There is also a technical objection. Higher-time-frame MACD and RSI signals can identify exhaustion, but they are not precise timing tools. Markets can remain oversold or structurally weak far longer than traders expect. The analyst acknowledges that only **one** of his referenced prior cases made a new low after similar signals, but that still means the pattern is not decisive. In crypto, the outlier case can be the one that matters most.

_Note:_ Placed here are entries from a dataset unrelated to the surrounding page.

PR #1248, opened 2019-03-06
Adding two new dimensions in metrics-bridge: hostname and agentRole

Makdaam:
both values are derived from the IP address in "instance".

```release-note
NONE
```

### DIFF
--- a/cmd/metricsbridge/metricsbridge.go
+++ b/cmd/metricsbridge/metricsbridge.go
@@ -22,7 +22,7 @@ import (
 	"github.com/prometheus/common/model"
 	"github.com/sirupsen/logrus"
 
-	"github.com/openshift/openshift-azure/pkg/config"
+	pkgconfig "github.com/openshift/openshift-azure/pkg/config"
 	"github.com/openshift/openshift-azure/pkg/util/log"
 	"github.com/openshift/openshift-azure/pkg/util/statsd"
 )
@@ -49,7 +49,7 @@ func (rt authorizingRoundTripper) RoundTrip(req *http.Request) (*http.Response, 
 	return rt.RoundTripper.RoundTrip(req)
 }
 
-type metricsbridgeConfig struct {
+type config struct {
 	Interval           time.Duration `json:"intervalNanoseconds,omitempty"`
 	PrometheusEndpoint string        `json:"prometheusEndpoint,omitempty"`
 	StatsdSocket       string        `json:"statsdSocket,omitempty"`
@@ -77,7 +77,7 @@ type metricsbridgeConfig struct {
 	conn       net.Conn
 }
 
-func (c *metricsbridgeConfig) load(path string) error {
+func (c *config) load(path string) error {
 	b, err := ioutil.ReadFile(path)
 	if err != nil {
 		return err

Another issue is that the thesis leans heavily on historical analogs from prior bear cycles. That approach works best when market structure is broadly similar. It works less well when external conditions change, whether through regulation, institutional positioning, ETF-related flows, global liquidity shifts, or a sharp repricing in tech stocks. The transcript mentions software-sector context, but it does not deeply explore the downside risk of cross-market contagion if crypto remains tightly linked to broader risk assets.

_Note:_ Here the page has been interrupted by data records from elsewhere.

PR #1260, opened 2019-03-08
Canary app

mjudeikis:
Work in progress for canary app for testing
```release-note
Add canary application to track cluster health from end-user perspective when upgrading
```


kwoodson:
@mjudeikis @asalkeld,

Is there an advantage to building our own container for this application?  I would imagine it would be as easy to create a deployment from an (nginx, httpd, etc) and return the status.

Any thoughts on that approach?

glide.yaml
```diff
@@ -65,3 +68,6 @@ import:
   version: d69651ed3497faee15a5363a89578e9991f6d5e2
 - package: go.uber.org/zap
   version: v1.8.0
+- package: github.com/beorn7/perks
```
kwoodson: What is this used for?

mjudeikis: :man_shrugging:

mjudeikis: its prometheus dependecy apperently.

mjudeikis:
> Is there an advantage to building our own container for this application? I would imagine it would be as easy to create a deployment from an (nginx, httpd, etc) and return the status.

The main issue is that most of our application is base frameworks only. So we would still need to write custom logic on top of it. In this case, it would be used azure disk and log metrics into it. And expose it via Prometheus metrics. 

So even if we want to do this we need to maintain the application in another language than go

mjudeikis:
@jim-minter ptal
next step is to get metrics shim to keep hitting it, and see how it behaves.

Makdaam:
lgtm

pkg/addons/data/Service/openshift-azure-monitoring/canary.yaml
```diff
@@ -0,0 +1,13 @@
+apiVersion: v1
+kind: Service
```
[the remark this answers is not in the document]
mjudeikis: I was thinking about this just about now. Route or LB type service and IP address?

cmd/canary/canary.go
```diff
@@ -0,0 +1,53 @@
...
+const externalMountPoint = "/data"
+
+type ping struct{}
+
+var _ http.Handler = &ping{}
+
+func (p *ping) ServeHTTP(w http.ResponseWriter, r *http.Request) {
+	str := fmt.Sprintf("%s/%s : %s. Hostname: %s", r.RemoteAddr, r.URL, r.UserAgent(), os.Getenv("HOSTNAME"))
+	// open existing file
+	f, err := os.OpenFile(path.Join(externalMountPoint, "lastrequest.log"), os.O_APPEND|os.O_CREATE|os.O_WRONLY, 0600)
```
mjudeikis: This was not appending file. So if we add hostname it would be nice to see when the hostname changes in the log history.

jim-minter: the hostname should never change in the log history ;)
don't append - we have no way of cleaning up the file

pkg/addons/data/Service/openshift-azure-monitoring/canary.yaml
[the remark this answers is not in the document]
jim-minter: we will probably need to test both in due course

pkg/addons/data/StatefulSet.apps/openshift-azure-monitoring/canary.yaml
```diff
@@ -0,0 +1,48 @@
...
+        readinessProbe:
+          httpGet:
+            path: healthz/ready
+            port: 8080
+            scheme: HTTP
+          initialDelaySeconds: 10
+        volumeMounts:
+        - mountPath: /data
+          name: data
+  volumeClaimTemplates:
```
jim-minter: please add a node selector for infra nodes

pkg/addons/data/Service/openshift-azure-monitoring/canary.yaml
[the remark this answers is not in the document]
mjudeikis: Added only route for now.

cmd/canary/canary.go
```diff
@@ -0,0 +1,35 @@
...
+		fmt.Fprintf(w, err.Error())
+	} else {
+		fmt.Fprintf(w, str)
+	}
+}
+
+func main() {
+	p := ping{}
+	http.Handle("/", prometheus.InstrumentHandler("webkv", &p))
+	http.Handle("/metrics", promhttp.Handler())
```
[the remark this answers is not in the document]
mjudeikis: Is up metrics not coming by default?
It is not being scraped by metrics bridge, but we can add ServiceMonitor to scape it.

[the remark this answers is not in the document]
mjudeikis: `up{service="canary"}` yes, up is coming by default. we can have it monitored from geneva!

mjudeikis:
@jim-minter ready to merge if you dont have any other comment. re: adding service - lets discuss separately.

cmd/canary/canary.go
```diff
@@ -0,0 +1,41 @@
...
+
+type ping struct{}
+
+var _ http.Handler = &ping{}
+
+func (p *ping) ServeHTTP(w http.ResponseWriter, r *http.Request) {
+	str := fmt.Sprintf("%s/%s : %s. Node: %s", r.RemoteAddr, r.URL, r.UserAgent(), os.Getenv("HOSTNAME"))
+	err := ioutil.WriteFile(path.Join(externalMountPoint, "lastrequest.log"), []byte(str), 0600)
+	if err != nil {
+		fmt.Fprintf(w, err.Error())
```
jim-minter: would be better if this case returned a 500 instead of a 200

The other side of the trade is simple: momentum traders will argue that range-bound markets deserve skepticism until they reclaim clear trend levels on volume. For them, calling a value zone before a breakout is early by definition.

What to Watch Next

The clearest trigger is whether Bitcoin can hold the current **$65,000** to **$70,000** band or finally breaks below **$60,000**. If price flushes toward the analyst’s **$53,000** scenario and snaps back quickly, that would strengthen the idea that the market is completing a final liquidity sweep rather than beginning a fresh leg down.

Traders should also watch whether weekly and multi-week momentum improves after this range resolves. A sustained reclaim of lost levels after a downside probe would fit the bottom-building thesis. A slow bleed with no forceful rebound would do the opposite. Beyond price, the broader clues are sentiment, participation, and whether crypto can decouple from weakness in stocks enough to support a genuine recovery.

FAQ

What does “capitulation” mean in Bitcoin markets?

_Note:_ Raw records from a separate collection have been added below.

Issue #1399, opened 2019-04-02
panic The Resource 'Microsoft.Network/publicIPAddresses/ip-apiserver' under resource group 'e2e-create-jim-minter-1392-ujfffl' was not found.


jim-minter:
race condition of some sort

panic: network.PublicIPAddressesClient#Get: Failure responding to request: StatusCode=404 -- Original Error: autorest/azure: Service returned an error. Status=404 Code="ResourceNotFound" Message="The Resource 'Microsoft.Network/publicIPAddresses/ip-apiserver' under resource group 'e2e-create-jim-minter-1392-ujfffl' was not found."

https://storage.googleapis.com/origin-ci-test/pr-logs/pull/openshift_openshift-azure/1392/pull-ci-openshift-openshift-azure-master-e2e-azure/3270/build-log.txt

Issue #1398, opened 2019-04-02
"waiting for OpenShiftManagedCluster config to be persisted" is spammy


jim-minter:
time="2019-04-02T00:28:54Z" level=debug msg="waiting for OpenShiftManagedCluster config to be persisted" component=monitor
time="2019-04-02T00:28:59Z" level=debug msg="waiting for OpenShiftManagedCluster config to be persisted" component=monitor
time="2019-04-02T00:29:04Z" level=debug msg="waiting for OpenShiftManagedCluster config to be persisted" component=monitor
time="2019-04-02T00:29:09Z" level=debug msg="waiting for OpenShiftManagedCluster config to be persisted" component=monitor
time="2019-04-02T00:29:14Z" level=debug msg="waiting for OpenShiftManagedCluster config to be persisted" component=monitor

PR #1405, opened 2019-04-02
monitoring remove chattiness and race condition waits

mjudeikis:
```release-note
NONE
```
fix: https://github.com/openshift/openshift-azure/issues/1398
fix: https://github.com/openshift/openshift-azure/issues/1399 
remove chattiness and adds waits for race conditions

### DIFF
--- a/cmd/monitoring/monitoring.go
+++ b/cmd/monitoring/monitoring.go
@@ -72,8 +72,8 @@ func (m *monitor) init(ctx context.Context, log *logrus.Entry) error {
 
 func (m *monitor) listResourceGroupMonitoringHostnames(ctx context.Context, subscriptionID, resourceGroup string) (hostnames []string, err error) {
 	// get dedicated routes we want to monitor
+	m.log.Debug("waiting for OpenShiftManagedCluster config to be persisted")
 	for {
-		m.log.Debug("waiting for OpenShiftManagedCluster config to be persisted")
 		oc, err := loadOCConfig()
 		if err != nil {
 			time.Sleep(5 * time.Second)
@@ -83,6 +83,7 @@ func (m *monitor) listResourceGroupMonitoringHostnames(ctx context.Context, subs
 		}
 	}
 	// get all external IP's used by VMSS
+	m.log.Debug("waiting for ss-masters ip addresses")
 	hostnames = []string{}
 	for iter, err := m.pipcli.ListVirtualMachineScaleSetPublicIPAddressesComplete(ctx, resourceGroup, "ss-master"); iter.NotDone(); err = iter.Next() {
 		if err != nil {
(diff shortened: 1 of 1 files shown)


mjudeikis:
/retest 
no containers - no logs... hmmm

cmd/monitoring/monitoring.go
```diff
@@ -83,18 +83,20 @@ func (m *monitor) listResourceGroupMonitoringHostnames(ctx context.Context, subs
 		}
 	}
 	// get all external IP's used by VMSS
+	m.log.Debug("waiting for ss-masters ip addresses")
 	hostnames = []string{}
 	for iter, err := m.pipcli.ListVirtualMachineScaleSetPublicIPAddressesComplete(ctx, resourceGroup, "ss-master"); iter.NotDone(); err = iter.Next() {
 		if err != nil {
-			return nil, err
+			time.Sleep(5 * time.Second)
```
jim-minter: do we not lose IP addresses if we do this?

mjudeikis: We might. But we will see less IP in the metrics. 
If this returns err - we have a bigger problem. Not sure we want to try catching ARM errors here as it should be part of plugin code

jim-minter: we're not aligned.  these days the fake rp writes _data/containerservice.yaml before (and after) the cluster is created so you *will* end up here before the IPs exist.  If you can, poll locally to be sure the cluster is created (can you read the provisioning state perhaps?) then fetch all the IPs.  Adding `time.Sleep(5 * time.Second)` without a loop basically achieves nothing.

mjudeikis: Got you. Bringing back loop. provisioning state means I still call "something" each 5 sec to get state, and after that, I call IP addresses and LB. So this would mean one more client to configure. I think this is simpler.

mjudeikis: There is issue with it now: https://github.com/openshift/openshift-azure/issues/1416 Fixing in separate PR.

mjudeikis:
@jim-minter If we could merge this, until we sort out https://github.com/openshift/openshift-azure/pull/1418/files . and when done we can move to monitor provisioning state as now it's a little bit broken.

cmd/monitoring/monitoring.go
```diff
@@ -72,31 +72,47 @@ func (m *monitor) init(ctx context.Context, log *logrus.Entry) error {
...
-			hostnames = append(hostnames, *iter.Value().IPAddress)
+	m.log.Debug("waiting for ss-masters ip addresses")
+	for {
+		for iter, err := m.pipcli.ListVirtualMachineScaleSetPublicIPAddressesComplete(ctx, resourceGroup, "ss-master"); iter.NotDone(); err = iter.Next() {
+			if err != nil {
+				m.log.Error(err)
+				time.Sleep(10 * time.Second)
+			} else if iter.Value().IPAddress != nil {
+				hostnames = append(hostnames, *iter.Value().IPAddress)
+				break
```
jim-minter: I don't think this break should be here

cmd/monitoring/monitoring.go
```diff
@@ -72,31 +72,47 @@ func (m *monitor) init(ctx context.Context, log *logrus.Entry) error {
...
+			}
+		}
+		if err == nil && len(hostnames) >= 4 {
```
jim-minter: "4" is very ugly

jim-minter:
force pushed
/lgtm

Capitulation refers to a phase where sellers finally give up, often after steep losses and heavy volume. In Bitcoin, traders typically look for sharp price declines, oversold readings, and widespread bearish sentiment as signs that capitulation may be occurring or already complete.

What is a “desert crossing” in technical analysis?

It is an informal term used by some market analysts to describe the boring stretch after a major selloff, when price moves sideways, sentiment collapses, and interest fades before a more sustained recovery starts. It is less a formal indicator than a way to describe post-crash market psychology.

Why would a drop to $53,000 be considered bullish?

In this framework, a fast move lower could flush out remaining weak hands, sweep liquidity, and attract sidelined buyers waiting for a final discount. Traders sometimes view that kind of sharp final dip as healthier than months of stagnant sideways action, provided the bounce is strong and sustained.

How is this different from a normal dead-cat bounce?

A dead-cat bounce is usually a short-lived rebound inside a broader downtrend. A bottom-building process, by contrast, tends to involve repeated tests, base formation, and improving momentum on higher time frames. The difference becomes clearer only after the market either reclaims key levels or breaks down again.

What happened in previous Bitcoin bear-market bottoms?

Previous bear-market endings often included a violent selloff, then a frustrating stretch of sideways trading before the next uptrend became obvious. The exact shape varied cycle to cycle. Some bottoms formed without a fresh low after capitulation signals appeared, while others produced one last breakdown before recovering.